Instructions to follow – For the data below, give again exactly the lines from the one containing "Remove smudge filter" through the one containing "Expected: All pointers are fetched/populated", both ends included, and no others.

Stored items

Issue #593, opened 2015-08-17
git lfs fetch with batch on hangs indefinitely


WillHipschman:
Repro steps:

* Remove smudge filter and turn on batch and concurrent transfer:

[filter "lfs"]
       clean = git-lfs clean %f
[lfs]
       batch = true
       concurrenttransfers = 4

* Clone an existing repo
* run "git lfs fetch"

Expected: All pointers are fetched/populated
Actual: cmd shows status: "(0 of 199 files) 0 B / 577.44 MB" indefinitely

technoweenie:
What commit are you on? I think this was fixed a week or so ago.

Also, the smudge filter should have no effect on the fetch command.

WillHipschman:
It's from ~2 weeks ago. I'll sync and try it again :)

WillHipschman:
I'm still seeing it with the latest commit:

commit 4457d7c7c5906025f753579f67f975792235b717

technoweenie:
What does `GIT_TRACE=1 git lfs fetch` show?

WillHipschman:
trace git-lfs: run_command: 'git' rev-parse HEAD
trace git-lfs: run_command: git rev-list --objects --do-walk 1bb5d6f454a0c4c390a858c890c547588cfd42b6
trace git-lfs: run_command: git cat-file --batch-check
trace git-lfs: run_command: git cat-file --batch
trace git-lfs: run_command: 'git' config -l
trace git-lfs: run_command: 'git' config -l -f D:\dev\LfsTest8\.git\config
trace git-lfs: tq: starting 4 transfer workers
trace git-lfs: tq: running as batched queue, batch size of 100
trace git-lfs: tq: sending batch of size 100
trace git-lfs: api: batch 100 files
trace git-lfs: HTTP: POST https://mseng.visualstudio.com/DefaultCollection/Personal/_git/LFSTest.git/info/lfs/objects/batch
trace git-lfs: HTTP: 203
trace git-lfs: api: batch 99 files
trace git-lfs: HTTP: POST https://mseng.visualstudio.com/DefaultCollection/Personal/_git/LFSTest.git/info/lfs/objects/batch
trace git-lfs: HTTP: 203

WillHipschman:
I'm about to debug into the server code--it's possible it's an issue there. But I figured I'd report it until I know for sure.

technoweenie:
[...]

PR #594, opened 2015-08-17
Don't hang when batch calls error

rubyist:
A few problems with the batch code error handling can lead to a hang:

- [x] Actually return an error instead of nil
- [x] Properly manage the waitgroup when a batch call errors
- [x] Make sure we display errors instead of just a 0 count
- [x] Tests for this scenario

/cc #593

### DIFF
--- a/commands/command_fetch.go
+++ b/commands/command_fetch.go
@@ -135,4 +135,12 @@ func fetchAndReportToChan(pointers []*lfs.WrappedPointer, include, exclude []str
 	processQueue := time.Now()
 	q.Wait()
 	tracerx.PerformanceSince("process queue", processQueue)
+
+	for _, err := range q.Errors() {
+		if Debugging || err.Panic {
+			LoggedError(err.Err, err.Error())
+		} else {
+			Error(err.Error())
+		}
+	}
 }
--- a/lfs/client.go
+++ b/lfs/client.go
@@ -218,7 +218,7 @@ func Batch(objects []*objectResource, operation string) ([]*objectResource, *Wra
 	LogTransfer("lfs.api.batch", res)
 
 	if res.StatusCode != 200 {
-		return nil, Errorf(errors.New("batch error"), "Invalid status for %s %s: %d", req.Method, req.URL, res.StatusCode)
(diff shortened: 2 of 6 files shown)


rubyist:
First problem:

```go
return nil, Errorf(nil, "Invalid status for %s %s: %d", req.Method, req.URL, res.StatusCode)
```

Would actually return a `nil` error, so the error could never be reported.

Second problem: Even with properly reporting the error, the waitgroup was never decremented, leading to the actual hang.

Also added: error output for fetch, which had none.

technoweenie:
The fact that `Errorf(nil, ...)` returns nil is stupid. This tweak passes:

```
diff --git a/lfs/errors.go b/lfs/errors.go
index c66a8c4..e79bbf7 100644
--- a/lfs/errors.go
+++ b/lfs/errors.go
@@ -1,10 +1,13 @@
 package lfs
 
 import (
+       "errors"
        "fmt"
        "runtime"
 )
 
+var genericError = errors.New("Git LFS client error")
+
 type WrappedError struct {
        Err     error
        Message string
@@ -19,7 +22,7 @@ func Error(err error) *WrappedError {
 
 func Errorf(err error, format string, args ...interface{}) *WrappedError {
        if err == nil {
-               return nil
+               err = genericError
        }
 
        e := &WrappedError{

```

Now, since this specific case doesn't have an error to wrap, maybe it should just create one?

```golang
Error(fmt.Errorf("Invalid status for %s %s: %d", req.Method, req.URL, res.StatusCode))
```

The WrappedError struct will use that message for both the internal and user-visible error message.

Also, this WrappedError jank is not the best. It may make sense to look into [errgo](https://github.com/juju/errgo) instead. Definitely not for this PR :)

rubyist:
> The fact that Errorf(nil, ...) returns nil is stupid.

:+1:, I'll polish this up a bit.

> Also, this WrappedError jank is not the best. It may make sense to look into errgo instead. Definitely not for this PR :)

I feel the same, we could definitely smooth things out a bit.

rubyist:
I added the `genericError` and used that for now. I've got a couple more steps I can take as part of #595 to go toward cleaning up some error shenanigans.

Finished task –
* Remove smudge filter and turn on batch and concurrent transfer:

[filter "lfs"]
       clean = git-lfs clean %f
[lfs]
       batch = true
       concurrenttransfers = 4

* Clone an existing repo
* run "git lfs fetch"

Expected: All pointers are fetched/populated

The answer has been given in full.